:: EXERCISE AIM ::
Find the word "include" in the data. Return every line where it appears.
DATASET EXTRACT: Begin
PR #1388, opened 2026-08-19
Remove  durabletask-core-v2 branch from public build triggers

bachuv:
The durabletask-core-v2 branch has been inactive for ~2 years and no longer needs scheduled or CI builds. This removes it from the CI trigger: and nightly schedules: in the public build pipeline so it no longer runs.

### DIFF
--- a/eng/ci/public-build.yml
+++ b/eng/ci/public-build.yml
@@ -6,7 +6,6 @@ trigger:
   branches:
     include:
     - main
-    - durabletask-core-v2
     - vabachu/v320-release
 
 # Run nightly to catch new CVEs and to report SDL often.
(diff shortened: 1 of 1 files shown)


eng/ci/public-build.yml
```diff
@@ -6,7 +6,6 @@ trigger:
   branches:
     include:
     - main
-    - durabletask-core-v2
     - vabachu/v320-release
```
andystaples: Should we drop this carryover too?

andystaples (dismissed):

eng/ci/public-build.yml
bachuv: Removed vabachu/v320-release

andystaples: It would be nice to branch-protect and include release/* and hotfix/* but probably outside the scope

andystaples (approved):

eng/ci/public-build.yml
bachuv: Yes, we can address that in a separate PR if we want to follow that rule.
DATASET EXTRACT: End
:: SOLUTION FOR THIS EXERCISE ::
     include:
     include:
andystaples: It would be nice to branch-protect and include release/* and hotfix/* but probably outside the scope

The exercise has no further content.